The broad applications of ultrawide-band signals and terahertz waves in quantum measurements^1,2, imaging and sensing techniques^3,4, advanced biological treatments⁵, and very-high-data-rate communications⁶ have drawn extensive attention to ultrafast electronics. In such applications, high-speed operation of electronic switches is challenging, especially when high-amplitude output signals are required⁷. For instance, although field-effect and bipolar junction devices have good controllability and robust performance, their relatively large output capacitance with respect to their ON-state current substantially limits their switching speed⁸. Here we demonstrate a novel on-chip, all-electronic device based on a nanoscale plasma (nanoplasma) that enables picosecond switching of electric signals with a wide range of power levels. The very high electric field in the small volume of the nanoplasma leads to ultrafast electron transfer, resulting in extremely short time responses. We achieved an ultrafast switching speed, higher than 10 volts per picosecond, which is about two orders of magnitude larger than that of field-effect transistors and more than ten times faster than that of conventional electronic switches. We measured extremely short rise times down to five picoseconds, which were limited by the employed measurement set-up. By integrating these devices with dipole antennas, high-power terahertz signals with a power–frequency trade-off of 600 milliwatts terahertz squared were emitted, much greater than that achieved by the state of the art in compact solid-state electronics. The ease of integration and the compactness of the nanoplasma switches could enable their implementation in several fields, such as imaging, sensing, communications and biomedical applications.

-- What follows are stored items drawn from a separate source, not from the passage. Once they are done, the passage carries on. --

PR #1355, opened 2025-03-17
perf: add singleton to Schema Record Serializers

devhritwik:
Closing this PR in lieu of https://github.com/confluentinc/kafka-rest/pull/1356

Update -
The integ tests are failing on this PR, for reasons I couldn't find. Here's an alternative PR - https://github.com/confluentinc/kafka-rest/pull/1356

JIRA: KNET-16476

For each produce request, serializers for JSON, Avro, Protobuf were being initialized as they were always being constructed (with `new`).  I have changed them to `@Singleton` so that their instances are reused with future invocations. This has led to a stark reduction in CPU time taken. 
The controller Module will now have a singleton implementation of the SchemaRecordSerializer. 

Without Singleton - 
Screenshot 2025-03-14 at 17 47 35
Without Singleton Profiler - https://drive.google.com/file/d/1wfZ7t5-EeBeenUVUzHy_FBVJ5jA_VJWH/view?usp=sharing
With Singleton - 
Screenshot 2025-03-14 at 17 47 41
With Singleton Profiler - https://drive.google.com/file/d/1PM9pyF986P_hd3vZ3i73ShoJFcuXDNuT/view?usp=sharing

### DIFF
--- a/kafka-rest/src/main/java/io/confluent/kafkarest/controllers/SchemaRecordSerializerImpl.java
+++ b/kafka-rest/src/main/java/io/confluent/kafkarest/controllers/SchemaRecordSerializerImpl.java
@@ -41,7 +41,6 @@ import io.confluent.kafkarest.exceptions.BadRequestException;
 import java.io.IOException;
 import java.util.Map;
 import java.util.Optional;
-import javax.inject.Singleton;
 import org.apache.avro.AvroTypeException;
 import org.everit.json.schema.ValidationException;
 
@@ -57,11 +56,10 @@ final class SchemaRecordSerializerImpl implements SchemaRecordSerializer {
       @JsonschemaSerializerConfigs Map<String, Object> jsonschemaSerializerConfigs,
       @ProtobufSerializerConfigs Map<String, Object> protobufSerializerConfigs) {
     requireNonNull(schemaRegistryClient);
-    avroSerializer = AvroSerializer.getInstance(schemaRegistryClient, avroSerializerConfigs);
+    avroSerializer = new AvroSerializer(schemaRegistryClient, avroSerializerConfigs);
     jsonschemaSerializer =
-        JsonSchemaSerializer.getInstance(schemaRegistryClient, jsonschemaSerializerConfigs);
-    protobufSerializer =
-        ProtobufSerializer.getInstance(schemaRegistryClient, protobufSerializerConfigs);
+        new JsonSchemaSerializer(schemaRegistryClient, jsonschemaSerializerConfigs);
+    protobufSerializer = new ProtobufSerializer(schemaRegistryClient, protobufSerializerConfigs);
   }
 
   @Override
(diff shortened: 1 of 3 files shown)


kafka-rest/src/main/java/io/confluent/kafkarest/controllers/SchemaRecordSerializerImpl.java
```diff
@@ -128,40 +130,73 @@ record = (Message) ProtobufSchemaUtils.toObject(data, protobufSchema);
...
     private ProtobufSerializer(
         SchemaRegistryClient schemaRegistryClient, Map<String, Object> configs) {
       this.schemaRegistry = requireNonNull(schemaRegistryClient);
       configure(serializerConfig(configs));
     }
 
+    private static ProtobufSerializer getInstance(
+        SchemaRegistryClient schemaRegistryClient, Map<String, Object> configs) {
+      if (instance == null) {
+        instance = new ProtobufSerializer(schemaRegistryClient, configs);
```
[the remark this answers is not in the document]
devhritwik: This is a good suggestion and I will apply it in this PR

kafka-rest/src/main/java/io/confluent/kafkarest/controllers/SchemaRecordSerializerImpl.java
```diff
@@ -128,40 +130,79 @@ record = (Message) ProtobufSchemaUtils.toObject(data, protobufSchema);
...
   private static final class AvroSerializer extends AbstractKafkaAvroSerializer {
 
+    private static volatile AvroSerializer instance;
+
     private AvroSerializer(SchemaRegistryClient schemaRegistryClient, Map<String, Object> configs) {
       this.schemaRegistry = requireNonNull(schemaRegistryClient);
       configure(serializerConfig(configs));
     }
 
+    private static AvroSerializer getInstance(
```
trnguyencflt, line 143: please use double-checked locking method for improve performance, example can be found here https://github.com/confluentinc/ce-kafka/blob/d16e658ce1b1ef93cfcb36e6071c0512297c3b0a/ce-kafka-client-plugins/src/main/java/io/confluent/kafka/security/fips/provider/BcFipsProviderCreator.java#L36

kafka-rest/src/main/java/io/confluent/kafkarest/controllers/SchemaRecordSerializerImpl.java
trnguyencflt, line 1: please add tests to verify that provide() return a singleton object

kafka-rest/src/main/java/io/confluent/kafkarest/controllers/SchemaRecordSerializerImpl.java
devhritwik: Oh that's a great tip! Thanks. 
I googled and found out that `synchronized` is an expensive call (because of locking) and checking for null beforehand will help us return an already instantiated object.

kafka-rest/src/main/java/io/confluent/kafkarest/controllers/SchemaRecordSerializerImpl.java
devhritwik: Yes I should do that, thanks!

devhritwik: I am having difficulty setting this up. If I call the `provide` function, each time it will definitely call `new` and hence not worth testing. What I want is to directly inject it here like this https://github.com/confluentinc/kafka-rest/blob/5e12d55eb3f203f159ce038c77ddf740582c4380/kafka-rest/src/main/java/io/confluent/kafkarest/controllers/RecordSerializerFacade.java#L31 and ensure the same object gets injected everytime. I am not able to do that really. Do you have an idea on how to test this?

Alternatively, I can implement it the way we have done for AvroSerializer, using a local instance object.

devhritwik: To test this, I can implement it the same way we have implemented Singleton for AvroSerializer, using an instance and then just returning it if it is already set.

超宽带信号和太赫兹波在量子测量^1,2、成像和传感技术^3,4、先进的生物治疗⁵和超高数据速率通信⁶中的广泛应用引起了对超快电子学的广泛关注。在此类应用中，电子开关的高速操作具有挑战性，尤其是在需要高振幅输出信号时⁷。例如，虽然场效应和双极结器件具有良好的可控性和稳健的性能，但它们相对于其导通状态电流的相对较大的输出电容大大限制了它们的开关速度⁸. 在这里，我们展示了一种基于纳米级等离子体（nanoplasma）的新型片上全电子设备，该设备能够实现具有广泛功率水平的电信号的皮秒切换。小体积纳米等离子体中的非常高的电场导致超快的电子转移，从而导致极短的时间响应。我们实现了超快的开关速度，高于 10 伏/皮秒，这比场效应晶体管大两个数量级，比传统电子开关快十倍以上。我们测量了极短的上升时间，低至 5 皮秒，这受到所采用的测量设置的限制。通过将这些设备与偶极天线集成，发射了功率频率折衷为 600 毫瓦太赫兹平方的高功率太赫兹信号，远高于紧凑型固态电子设备中现有技术所能达到的信号。纳米等离子体开关的易于集成和紧凑性使其能够在多个领域实现，例如成像、传感、通信和生物医学应用。